# Campione D'Italia Questions?



## boleiro (Jun 11, 2010)

Well, my Bianchi San Lorenzo was stolen... among other things, and has left me bikeless. So, I promised myself I wouldn't buy another bike until I replaced a few other items that were nicked. But, I came across this frame and would like to build it up with a classic drivetrain (downtube shifters, etc). I was hoping to get a little more information on this bike. What I was told is that it is an 80's Campione D'Italia. These are the only two photos they gave me. In the photo you can see that it has internal cable routing? Haven't seen this on any bianchi's I've checked out. The guy said the rear dropout spacing is 130mm. Wouldn't that put this at somewhere in the early 90's? He was saying it was an 80's, but I though the dropout spacing was 126mm until the very early 90's. Anyway, he said outside some cosmetic scratches and chips, its in great condition. It has a campy bottom bracket and headset. He can't tell which line though. 

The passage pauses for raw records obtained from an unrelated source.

PR #1205, opened 2022-11-17
Make the Number of Groups Displayed in a List a Configurable Value

### LINKED ISSUE #1200: Make Groups maxItems a Configurable Value
Currently the maximum number of groups the portal can display in a dropdown list is a hardcoded value in service.groups.js. We have a config value that should dictate that, which is MEMBERSHIP_ROUTING_MAX_GROUPS_LIST_LIMIT in LimitsConfig.scala, but the value is not used in the frontend. We should pass that value to the groups service.

nspadaccino:
Fixes #1200

Added membership-routing-max-groups-list-limit config value to the portal config. The value is now used in the frontend to manage how many groups to display in the owner group dropdown lists.


modules/portal/app/models/Meta.scala
```diff
@@ -33,6 +34,7 @@ object Meta {
       config.getOptional[Int]("batch-change-limit").getOrElse(1000),
       config.getOptional[Long]("default-ttl").getOrElse(7200L),
       config.getOptional[Boolean]("manual-batch-review-enabled").getOrElse(false),
-      config.getOptional[Boolean]("scheduled-changes-enabled").getOrElse(false)
+      config.getOptional[Boolean]("scheduled-changes-enabled").getOrElse(false),
+      config.getOptional[Int]("api.limits.membership-routing-max-groups-list-limit").getOrElse(2500)
```
Aravindh-Raju, line 38: Just for my clarification, why are we setting the value as `2500` instead of the default `3000` mentioned in the config (similar to that of `batch-change-limit`)?

modules/portal/public/lib/controllers/controller.groups.js
```diff
@@ -28,6 +28,7 @@ angular.module('controller.groups', []).controller('GroupsController', function
     $scope.ignoreAccess = false;
     $scope.hasGroups = false;
     $scope.query = "";
+    $scope.maxGroupItemsDisplay = 2000;
```
Aravindh-Raju, line 31: Should we set the default value of 3000 defined in the config here too, to make it uniform everywhere?

Aravindh-Raju (changes requested):

JoshSEdwards (approved):
LGTM

Jay07GIT (approved):
LGTM

Aravindh-Raju (approved):
LGTM!

arpit4ever (approved):
LGTM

So, is it worth $300 bucks? would love to get some celeste back in my place. If anyone here can enlighten me to the market value and maybe the ride quality would be much appreciated. 

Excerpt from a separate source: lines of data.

PR #1207, opened 2022-11-21
Dependencies upgraded for both mac M1 and Intel chip

Jay07GIT:
Changes in this pull request:
- Dependencies upgraded for protobuf and Play. This changes will work for both M1 and Intel chips.

### DIFF
--- a/build.sbt
+++ b/build.sbt
@@ -113,8 +113,8 @@ lazy val coreBuildSettings = Seq(
   // do not use unused params as NoOpCrypto ignores its constructor, we should provide a way
   // to write a crypto plugin so that we fall back to a noarg constructor
   scalacOptions ++= scalacOptionsByV(scalaVersion.value).filterNot(_ == "-Ywarn-unused:params"),
-  PB.targets in Compile := Seq(PB.gens.java("2.6.1") -> (sourceManaged in Compile).value),
-  PB.protocVersion := "-v261"
+  PB.targets in Compile := Seq(PB.gens.java("3.21.7") -> (sourceManaged in Compile).value),
+  PB.protocVersion := "-v3.21.7"
 )
 
 lazy val corePublishSettings = Seq(
--- a/project/plugins.sbt
+++ b/project/plugins.sbt
@@ -2,7 +2,7 @@ logLevel := Level.Warn
 
 resolvers += "Flyway" at "https://flywaydb.org/repo"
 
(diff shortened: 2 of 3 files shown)


build.sbt
```diff
@@ -116,8 +116,8 @@ lazy val coreBuildSettings = Seq(
   // do not use unused params as NoOpCrypto ignores its constructor, we should provide a way
   // to write a crypto plugin so that we fall back to a noarg constructor
   scalacOptions ++= scalacOptionsByV(scalaVersion.value).filterNot(_ == "-Ywarn-unused:params"),
-  PB.targets in Compile := Seq(PB.gens.java("2.6.1") -> (sourceManaged in Compile).value),
-  PB.protocVersion := "-v261"
+  PB.targets in Compile := Seq(PB.gens.java("3.21.7") -> (sourceManaged in Compile).value),
+  PB.protocVersion := "-v3.21.7"
```
JoshSEdwards, line 120: Recommend removing `-v` from this line, as it results in this warning:

```
[warn] The PB.protocVersion setting no longer requires '-v` prefix. The prefix has been automatically removed. This warning will turn into an error in a future version.
```

project/plugins.sbt
```diff
@@ -2,7 +2,7 @@ logLevel := Level.Warn
 
 resolvers += "Flyway" at "https://flywaydb.org/repo"
 
-addSbtPlugin("com.thesamet" % "sbt-protoc" % "0.99.18")
+addSbtPlugin("com.thesamet" % "sbt-protoc" % "1.0.6")
```
JoshSEdwards, line 5: I think Sivaranjani and I both found that we also needed to up sbt-plugin (on line 23) to version `2.8.18` to get the portal to compile.

JoshSEdwards:
No update to the SBT version in this PR? I can't get it to work unless I change sbt.version to 1.7.2 in project/build.properties

Also, if we're updating the code to add support for M1 chips, should that section be removed from the Developer Guide now?

project/plugins.sbt
Jay07GIT: Could you please reconfirm this . Because i have been tested in M4. Its working good.

JoshSEdwards:
Just retested locally and everything is working well with no additional changes. Branch looks good to me

JoshSEdwards (approved):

The weather is nice and I'd like to get on some rides but I can't spend much at this point to get her rolling.


----------



## Salsa_Lover (Jul 6, 2008)

$300 ?

I'd hit it.


----------



## ajayjuneja (Feb 25, 2010)

Definitely a good deal for $300!


----------



## Ruimteaapje (May 2, 2008)

All decals suggest a mid to late 1990's frame but the decals also suggest that they were applied in an non regular way (see for example the "made in Italy" decal around the downtube instead of the seattube).

It's fake


----------



## ilmaestro (May 3, 2008)

Internal cable routing - I'm thinking 90s.


----------



## Jonr55 (Sep 22, 2010)

*It is real...*

I have the same bike with the stickers in the exact same location and I am the original owner. I am trying to remember when I purchased mine, and think it was in the very early '90s. 

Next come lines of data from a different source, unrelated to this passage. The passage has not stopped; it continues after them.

PR #1214, opened 2023-01-03
Add zone sync scheduler

### LINKED ISSUE #1203: Allow Zone Syncs to be scheduled/repeating
Some zones go long periods without being synced, which can cause confusion about what records actually exist on the backend. Often we will only sync a zone when a user has an issue with a DNS change due to the zone being out of sync with the backend. 

We could mitigate this issue by allowing zone syncs to be scheduled regularly. We could allow this to be done by superusers via the manage zone tab in the portal, or through deployment configuration. If done through the portal, it could have a similar interface to scheduling DNS changes.

Aravindh-Raju:
Fixes #1203.

Changes in this pull request:
- Allow zone syncs to be scheduled for zones through portal from the `manage zone` tab.

### DIFF
--- a/modules/api/src/main/scala/vinyldns/api/domain/zone/ZoneProtocol.scala
+++ b/modules/api/src/main/scala/vinyldns/api/domain/zone/ZoneProtocol.scala
@@ -44,6 +44,7 @@ case class ZoneInfo(
                      adminGroupName: String,
                      latestSync: Option[Instant],
                      backendId: Option[String],
+                     recurrenceSchedule: Option[String],
                      accessLevel: AccessLevel
                    )
 
@@ -70,6 +71,7 @@ object ZoneInfo {
       adminGroupName = groupName,
       latestSync = zone.latestSync,
       backendId = zone.backendId,
+      recurrenceSchedule = zone.recurrenceSchedule,
       accessLevel = accessLevel
     )
 }
@@ -90,6 +92,7 @@ case class ZoneSummaryInfo(
                             adminGroupName: String,
                             latestSync: Option[Instant],
                             backendId: Option[String],
+                            recurrenceSchedule: Option[String],
                             accessLevel: AccessLevel
                           )
 
@@ -111,6 +114,7 @@ object ZoneSummaryInfo {
       adminGroupName = groupName,
       latestSync = zone.latestSync,
       zone.backendId,
+      recurrenceSchedule = zone.recurrenceSchedule,
       accessLevel = accessLevel
     )
 }
--- a/modules/api/src/main/scala/vinyldns/api/domain/zone/ZoneProtocol.scala
+++ b/modules/api/src/main/scala/vinyldns/api/domain/zone/ZoneProtocol.scala
@@ -45,6 +45,7 @@ case class ZoneInfo(
                      latestSync: Option[Instant],
                      backendId: Option[String],
                      recurrenceSchedule: Option[String],
+                     scheduleRequestor: Option[String],
                      accessLevel: AccessLevel
                    )
 
@@ -72,6 +73,7 @@ object ZoneInfo {
       latestSync = zone.latestSync,
       backendId = zone.backendId,
       recurrenceSchedule = zone.recurrenceSchedule,
+      scheduleRequestor = zone.scheduleRequestor,
       accessLevel = accessLevel
     )
 }
@@ -93,6 +95,7 @@ case class ZoneSummaryInfo(
                             latestSync: Option[Instant],
                             backendId: Option[String],
                             recurrenceSchedule: Option[String],
+                            scheduleRequestor: Option[String],
                             accessLevel: AccessLevel
                           )
 
@@ -115,6 +118,7 @@ object ZoneSummaryInfo {
       latestSync = zone.latestSync,
       zone.backendId,
       recurrenceSchedule = zone.recurrenceSchedule,
+      scheduleRequestor = zone.scheduleRequestor,
       accessLevel = accessLevel
     )
 }
--- a/modules/api/src/main/scala/vinyldns/api/Boot.scala
+++ b/modules/api/src/main/scala/vinyldns/api/Boot.scala
@@ -53,7 +53,7 @@ object Boot extends App {
 
   private val logger = LoggerFactory.getLogger("Boot")
 
-  // Create a ScheduledExecutorService with a single thread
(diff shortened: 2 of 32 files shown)


nspadaccino:
Could you post a screenshot of what the scheduler should look like? Running locally with a superuser account I can see the `Schedule Zone Sync` text bu
Screenshot 2023-02-14 at 11 36 08 AM
t not any input fields in the manage zone tab

Aravindh-Raju:
> Could you post a screenshot of what the scheduler should look like? Running locally with a superuser account I can see the `Schedule Zone Sync` text but not any input fields in the manage zone tab Screenshot 2023-02-14 at 11 36 08 AM

It works as expected for me. As discussed, try clearing browsing data and reload the page to see if it appears. Else, try opening in a different browser like Safari or Firefox to see if it's visible.

Screenshots for reference:

Screenshot 2023-02-15 at 10 13 26 AM
Screenshot 2023-02-15 at 10 10 57 AM
Screenshot 2023-02-15 at 10 12 00 AM
Screenshot 2023-02-15 at 10 12 57 AM
Screenshot 2023-02-15 at 10 13 13 AM
Screenshot 2023-02-15 at 10 13 19 AM

nspadaccino (commented):
Functionality looks good locally, I think we'll need to test longer term schedules in the staging environment though. Some comments on styling:
Screenshot 2023-02-16 at 2 03 10 PM

I think it would make sense for the day, hour, and minute selectors to be dropdowns instead of fixed-size boxes, I think it would looks cleaner and easier to read after making a selection.
It looks like the day, hour, and minute selectors are not in line with the initial selector, they're slightly higher.
Also, I think we should make the box corners angular like the rest of the zone info boxes, instead of being rounded.

Aravindh-Raju:
> Functionality looks good locally, I think we'll need to test longer term schedules in the staging environment though. Some comments on styling: Screenshot 2023-02-16 at 2 03 10 PM
> 
> I think it would make sense for the day, hour, and minute selectors to be dropdowns instead of fixed-size boxes, I think it would looks cleaner and easier to read after making a selection. It looks like the day, hour, and minute selectors are not in line with the initial selector, they're slightly higher. Also, I think we should make the box corners angular like the rest of the zone info boxes, instead of being rounded.

Made all the requested changes (align the selectors, made the boxes square instead of rounded ones) except for making selectors to be made as dropdown. 

I am not able to do that for two reasons:
1. Since a library is used for the scheduling inputs, I cannot change them to dropdown.
2. As they are multi select fields (more than one option can be selected, like schedule for every 5 mins and 10 mins), I'm not sure if we could change that to a dropdown, as drop-downs usually are single select types.

We could schedule zone sync directly through api by setting up any cron expression, if there is any difficulties with scheduling with portal. Maybe we could open a separate PR for this next. We could try changing this portal library (this is the only working on that I've found) or try creating the whole thing ourselves.

JoshSEdwards:
> > Functionality looks good locally, I think we'll need to test longer term schedules in the staging environment though. Some comments on styling: Screenshot 2023-02-16 at 2 03 10 PM
> > I think it would make sense for the day, hour, and minute selectors to be dropdowns instead of fixed-size boxes, I think it would looks cleaner and easier to read after making a selection. It looks like the day, hour, and minute selectors are not in line with the initial selector, they're slightly higher. Also, I think we should make the box corners angular like the rest of the zone info boxes, instead of being rounded.
> 
> Made all the requested changes (align the selectors, made the boxes square instead of rounded ones) in the latest commit, except for making selectors to be made as dropdown.
> 
> I am not able to do that for two reasons:
> 
> 1. Since a library is used for the scheduling inputs, I cannot change them to dropdown.
> 2. As they are multi select fields (more than one option can be selected, like schedule for every 5 mins and 10 mins), I'm not sure if we could change that to a dropdown, as drop-downs usually are single select types.
> 
> We could schedule zone sync directly through api by setting up any cron expression (for eg: `"recurrenceSchedule" = "0/5 0 0 ? * * *"`). So if there is any difficulties with scheduling with portal we can manage it through api. Maybe we could open a separate PR for this next. We could try changing this portal library (this is the only working one that I've found though) or try creating the whole thing ourselves.

I think it definitely looks better than before now that the edges aren't rounded and the boxes are more aligned. This is me being super nitpicky, but it looks like the boxes are still a *tiny* bit misaligned. Maybe one or two pixels too high:

Screen Shot 2023-02-17 at 11 46 47 AM

As for the dropdowns, I think it makes sense to leave them as multi-select boxes. Seems like a lot of extra work rewriting a library just to make a dropdown that allows you to select multiple times when this works fine already. The API is a good idea too though.

nspadaccino:
> We could schedule zone sync directly through api by setting up any cron expression (for eg: `"recurrenceSchedule" = "0/5 0 0 ? * * *"`). So if there is any difficulties with scheduling with portal we can manage it through api. Maybe we could open a separate PR for this next. We could try changing this portal library (this is the only working one that I've found though) or try creating the whole thing ourselves.

Gotcha, that makes sense about the selector boxes, we can leave them as-is then. And I agree with Josh, the API sounds like a good idea

JoshSEdwards:
Tested again this morning and the CSS looks good 👍

JoshSEdwards (approved):

JoshSEdwards (approved):

modules/api/src/main/scala/vinyldns/api/domain/zone/ZoneProtocol.scala
```diff
@@ -44,6 +44,8 @@ case class ZoneInfo(
                      adminGroupName: String,
                      latestSync: Option[Instant],
                      backendId: Option[String],
+                     recurrenceSchedule: Option[String],
```
arpit4ever, line 47: @Aravindh-Raju 
Looks like recurrenceSchedule can be any string.
We need to add guard rails around what type of values can be accepted.

Aravindh-Raju: Thanks for finding that out. Added validation for this and now only valid cron strings will be allowed. Else we get the error: `Invalid cron expression. Please enter a valid cron expression in 'recurrenceSchedule'.` Attaching the screenshot for reference.

Screenshot 2023-02-23 at 11 27 36 PM
Screenshot 2023-02-23 at 11 28 37 PM

arpit4ever (approved):
LGTM

nspadaccino (approved):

Mine came with the celeste fork and the Mirage Ergo 8sp setup. This was an Italian Steel tubed frame from Dadaccai.


----------



## Ruimteaapje (May 2, 2008)

You are the original owner of a frame that has the decals in the wrong place and in another topic you wonder about the use of Deda chromo. Makes you wonder, doesn't it?


----------



## Jonr55 (Sep 22, 2010)

*No need to be insulting....*

Yes, I do have this same frame on my bike, and yes I am the original owner who purchased it new from my LBS. I still have this bike and yes, the decals are in the exact placement as the ones shown in the original thread.

I was inquiring about the opinions of that particular steel, as most of all the threads concerning steel lugged frames are all Columbus in nature. I don't see any issues with asking the Biking community for their opinion in this area.


----------



## Ruimteaapje (May 2, 2008)

I do apologize, no offense intended (non-native speaker here, I'm Dutch). Still that "made in Italy" decal round the down tube is very, very odd.


----------



## Jonr55 (Sep 22, 2010)

*No problems...*

I know there are so many variations that it is hard to know what is real sometimes. All I know is that the frame in this picture is exactly matched to mine. I wonder sometimes if it is based more on what country it is sold in.

Jon


----------



## any1butme2 (Oct 21, 2011)

*Question about the Decals*

Are was just wondering if you knew if the decals on the Campione Del Mondo where under or on top of the clear coat. I love the bike but have a serious vendetta against paying companies to advertise for them. I've been looking into purchasing one but would like to remove the decals.

Any info on this?


----------



## Jonr55 (Sep 22, 2010)

*I will check tonight*

I think the decals are under the Clear coat and can check tonight and post an answer this weekend. The biggest concern is (if they are on top) that the paint will have changed color by exposure to light over the years and removing the decals would show the outline visibly. 

Jon


----------



## any1butme2 (Oct 21, 2011)

Awesome (well not so awesome if they are under, but yea thanks), that would be great if you could check and let me know. Much appreciated. I've been thinking of getting one of the newer models (2010, black) so hopefully there shouldn't be too much fading, but good point, I'll definitely keep it in mind. 

Thanks again


----------



## Shojii (Nov 27, 2004)

+1 on Decals. I have 2 of these and love them dearly...


----------



## Jonr55 (Sep 22, 2010)

Apologies for the delay. I checked my bike, and the decals appear to be under the clear coat. I guess the only option you might have it to create something you can place over them if you don't want to advertise the brand. Mine is a mid 90's, so I can't say for certain later years weren't slapped on last.

Jon


----------



## FatGut1 (Dec 16, 2008)

Not trying to hijack and apologize but i do have a question with regards to paint. I just picked up one of these from a teamate today. The paint is nicked all over and was curious about touch up paint. I am aware they sell the Celeste replacement but the clearcoat has a pearl finish. Yes, my decals are under the clearcoat as well. Thanks for the help.


----------